Котта до того устал, что временами слышал Прокну как бы из дальней дали, тихий, странно певучий голос. Так они и сидели втроем, притаившись в ночи, соединенные лишь этим неумолкающим голосом, который, журча, вливался в грезы калеки и в усталость римлянина, дивное утешение, настолько полонившее Котту, что в конце концов он уже не вникал в слова и фразы, только слушал этот мелодичный звук и под его песню забыл Терея и всякую опасность. Так один за другим уходили ночные часы.
Незадолго до рассвета, когда на востоке над морем уже забрезжило предвестье, что все туманы и тучи развеялись и умчались прочь, Котта пробудился от воробьиного сна, и ему показалось, будто дом канатчика до краев полон этим нежным голосом,
Происходившее теперь было лишь свершением того, что давным-давно было записано на лоскутьях и ленточках Трахилы.
Напев умолк. Терей поднял топор, чтобы исполнить веленье скорби и ненависти. Бросился к своим жертвам. Но не женщины, вскинув руки, заслонились от удара — две испуганные птицы расправили крылья; их имена были означены в архиве Трахилы — ласточка и соловей. Неистово трепеща крылышками, они проскочили канатную мастерскую, метнулись через разбитое окно на волю и затерялись в по ночному синем небе еще прежде, чем кривое топорище тоже стало клювом, Тереевы руки — крыльями, а волосы — бурыми и черными перьями. Удод устремился вдогонку за спасшимися плавной дугою, словно скользя по волнам отзвучавшего голоса Прокны.
В это утро солнце встало из сверкающего моря и ярко озарило диковинные, преображенные горы на берегу. Свободная от туманов и туч дождливого сезона, в окруженье расколотых скалистых гребней, нагромождений лавинных обломков и оползневых сбросов, в небо вздымалась новая гора; ее складчатые кручи высоко, до самой границы лесов, были покрыты буйной зеленью, а вершину венчали снега. Великим упорством поднятый из глубин земли к звездам, этот массив возносился от субтропических дебрей прибрежья до мертвого сапфирового царства ледяных облаков. Шум подвижек, грохот камнепадов и даже тихий шорох песка — все смолкло. Изнемогшая тишина легла на ущелья и склоны.
До нелепости веселый, точно ребенок, Котта сидел один в мастерской посреди своего рваного полога, копался в его клочьях, выпрастывал исписанные лоскутки из цветущих побегов и листьев вьюнка и прочитывал иные надписи вслух, в пустоту, как человек, который, сортируя хлам, напоследок называет вещи по имени, чтобы затем навсегда расстаться с ними, выбросить вон.
На этих лоскутьях было написано, что Терей — это удод, а Прокна — соловей, что Эхо — отзвук, а Ликаон — волк… Не только стародавние, но и грядущие судьбы железного города трепетали от ветра на каменных пирамидах Трахилы либо, расшифрованные, скользили теперь сквозь пальцы Котты. Имя увенчанного снегами массива, блистающего за разбитыми окнами, тоже было запечатлено на лоскутьях —
Лишь к полудню Томы, робея, вышли из этой тени, и Котта покинул дом канатчика. Добела раскаленный символ огня, солнце поднялось в зенит. Финей, посыпавший свекольную грядку древесной золой, при виде римлянина выразительно постучал себя по лбу: не иначе, рехнулся мужик, в самом деле повредился умом — ишь, на ходу сам с собой тихонько разговаривает, на шее гирлянда из каких-то листьев, тряпок и веревок, и по земле за ним волочатся лоскутные хвосты, как за бумажным змеем.

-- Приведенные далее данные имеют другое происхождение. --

PR #6517, opened 2025-03-23
fix(cli): OpenAPI-IR recognizes list of channel messages instead of `publish` and `subscribe`

eyw520:
## Description
This PR updates the OpenAPI-IR to match the Fern Definition in enabling an arbitrary `messages` key, which maps to a list of `WebsocketMessage` objects, instead of a `publish` and `subscribe` key, which forces constructing an undiscriminated union during AsyncAPI parsing.

Note: This PR will need to be followed up with changes to the Typescript generator to support an arbitrary length `messages` in the IR.

## Changes Made
- Update `finalIr` in OpenAPI-IR.
- Remove undiscriminated union construction in v3 parser.
- Resolve a bug where updated message ids were not being used in reference resolution.

## Testing

### DIFF
--- a/packages/cli/api-importers/asyncapi-to-ir/src/AsyncAPIConverterContext.ts
+++ b/packages/cli/api-importers/asyncapi-to-ir/src/AsyncAPIConverterContext.ts
@@ -26,6 +26,10 @@ export class AsyncAPIConverterContext extends AbstractConverterContext<AsyncAPIV
         return parameter != null && "$ref" in parameter;
     }
 
+    public isMessageWithPayload(msg: unknown): msg is AsyncAPIV3.ChannelMessage {
+        return msg != null && typeof msg === "object" && "payload" in msg;
+    }
+
     public getTypeIdFromSchemaReference(reference: OpenAPIV3_1.ReferenceObject): string | undefined {
         const schemaMatch = reference.$ref.match(/\/schemas\/(.+)$/);
         if (!schemaMatch || !schemaMatch[1]) {
--- a/packages/cli/api-importers/openapi/openapi-ir-parser/src/asyncapi/v3/AsyncAPIV3ParserContext.ts
+++ b/packages/cli/api-importers/openapi/openapi-ir-parser/src/asyncapi/v3/AsyncAPIV3ParserContext.ts
@@ -53,4 +53,12 @@ export class AsyncAPIV3ParserContext extends AbstractAsyncAPIParserContext<Async
             ...resolvedInComponents
         };
     }
+
+    public isMessageWithPayload(msg: unknown): msg is AsyncAPIV3.ChannelMessage {
+        return msg != null && typeof msg === "object" && "payload" in msg;
+    }
+
+    public isReferenceObject(msg: unknown): msg is OpenAPIV3.ReferenceObject {
+        return msg != null && typeof msg === "object" && "$ref" in msg;
+    }
 }
--- a/packages/cli/api-importers/openapi/openapi-ir-parser/src/asyncapi/v3/parseAsyncAPIV3.ts
+++ b/packages/cli/api-importers/openapi/openapi-ir-parser/src/asyncapi/v3/parseAsyncAPIV3.ts
@@ -76,12 +76,12 @@ export function parseAsyncAPIV3({
         }
         if (channel.messages) {
             for (const [messageId, message] of Object.entries(channel.messages)) {
-                if (message && ("payload" in message || "$ref" in message)) {
+                if (context.isReferenceObject(message) || context.isMessageWithPayload(message)) {
                     if (!seenMessages[messageId]) {
                         seenMessages[messageId] = [];
                     }
-                    if ("$ref" in message) {
-                        const resolved = context.resolveMessageReference(message as OpenAPIV3.ReferenceObject);
+                    if (context.isReferenceObject(message)) {
+                        const resolved = context.resolveMessageReference(message);
                         seenMessages[messageId].push({
                             channelId,
                             payload: resolved.payload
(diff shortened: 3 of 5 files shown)


packages/cli/api-importers/asyncapi-to-ir/src/3.0/channel/ChannelConverter3_0.ts
```diff
@@ -21,6 +21,7 @@ export declare namespace ChannelConverter3_0 {
         channelPath: string;
         group: string[] | undefined;
         operations: Record<string, AsyncAPIV3.Operation>;
+        deduplicationMap: Record<string, Record<string, string>> | undefined;
```
dsinghvi, line 24: what is a `deduplicationMap`? Ideally whenever a developer looks at the args for a certain class they should be able to grok what something is. 

` Record<string, Record<string, string>>` is also tough because none would understand what each value is. You could either create a class called `ChannelDeduper` that has specific methods and stores the record as a private variable or you could use aliases like `Record<ChannelId, Record<MessageId, ...>>` where `MessageId = string`.

packages/cli/api-importers/asyncapi-to-ir/src/AsyncAPIConverterContext.ts
```diff
@@ -147,4 +160,15 @@ export class AsyncAPIConverterContext extends AbstractConverterContext<AsyncAPIV
 
         return undefined;
     }
+
+    private rebuildReference(
```
dsinghvi, line 164: nit: this method could be a bit more clearly named with `replaceReferencedTypeId`

packages/cli/api-importers/asyncapi-to-ir/src/3.0/channel/ChannelConverter3_0.ts
eyw520: fixed via aliases

packages/cli/api-importers/asyncapi-to-ir/src/AsyncAPIConverterContext.ts
eyw520: agreed. fixed.

packages/cli/api-importers/asyncapi-to-ir/src/AsyncAPIConverterContext.ts
```diff
@@ -42,19 +42,32 @@ export class AsyncAPIConverterContext extends AbstractConverterContext<AsyncAPIV
...
+    }: {
+        reference: OpenAPIV3_1.ReferenceObject;
+        channelPath?: string;
+        deduplicationMap?: Record<string, Record<string, string>>;
+    }): Promise<{ ok: true; reference: TypeReference } | { ok: false }> {
+        let updatedReference: OpenAPIV3_1.ReferenceObject = reference;
         let typeId: string | undefined;
         if (reference.$ref.includes("schemas")) {
             typeId = this.getTypeIdFromSchemaReference(reference);
         } else if (reference.$ref.includes("messages")) {
```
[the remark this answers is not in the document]
eyw520: fixed -- will use regexes to match on the ref structure

packages/cli/api-importers/openapi/openapi-ir-parser/src/asyncapi/v3/AsyncAPIV3ParserContext.ts
```diff
@@ -27,10 +27,14 @@ export class AsyncAPIV3ParserContext extends AbstractAsyncAPIParserContext<Async
             if (resolvedInChannel == null) {
                 throw new Error(`${message.$ref} is undefined`);
             }
-            return {
-                name: messageKey,
-                ...resolvedInChannel
-            };
+            if ("$ref" in resolvedInChannel) {
```
dsinghvi, line 30: I'd love to get rid of any inlined `in` checks and just use type guarads wherever possible. Happy to do this moving forward if there are too many instances but ideally this would read something like `if(isReference(resolvedChannel))` ... (just more readable)

packages/cli/api-importers/openapi/openapi-ir-parser/src/asyncapi/v3/parseAsyncAPIV3.ts
```diff
@@ -70,14 +76,22 @@ export function parseAsyncAPIV3({
         }
         if (channel.messages) {
             for (const [messageId, message] of Object.entries(channel.messages)) {
-                if (message && message.payload != null) {
+                if (message && ("payload" in message || "$ref" in message)) {
```
dsinghvi, line 79: nit: can we use a type guard here

packages/cli/ete-tests/src/tests/write-definition/fixtures/multiple-no-endpoint-async/fern/.definition/testChannel.yml
```diff
@@ -1,15 +1,12 @@
...
   auth: false
   examples:
-    - messages: []
+    - messages:
+        - body: string
+          type: publish
   messages:
-    publish:
-      body: TestChannelPublishEvent
+    testChannel_sendMessage:
```
dsinghvi, line 8: @eyw520 `testChannel_sendMessage` feels like an odd message id, do we need to prefix these?

eyw520: this message id is a result of the deduplication logic (since the fixture intentionally generates several naming conflicts).

eyw520: discussed offline

packages/cli/api-importers/openapi/openapi-ir-parser/src/asyncapi/v3/parseAsyncAPIV3.ts
eyw520: done

packages/cli/api-importers/openapi/openapi-ir-parser/src/asyncapi/v3/AsyncAPIV3ParserContext.ts
eyw520: done

dsinghvi (approved):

Котта не слышал слов, которые кричали ему вдогонку, не замечал машущих рук; он слышал гомон чаек, гул прибоя, пение птиц и шелест пальмовых вееров на ветру — но для людских голосов был уже недоступен; и видел он только лишь картины, рожденные надписями на лоскутьях: бойня была всего-навсего замшелой скалою, о которую точила клювы стая ворон, улицы — просеками в колючих цветущих дебрях, а их обитатели превратились в камни или в птиц, в волков и гулкое эхо. Над Арахниным утесом шумела крыльями огромная стая чаек; освобожденные из уточных нитей заплесневелых гобеленов, птицы ринулись в небо, в безоблачную синеву.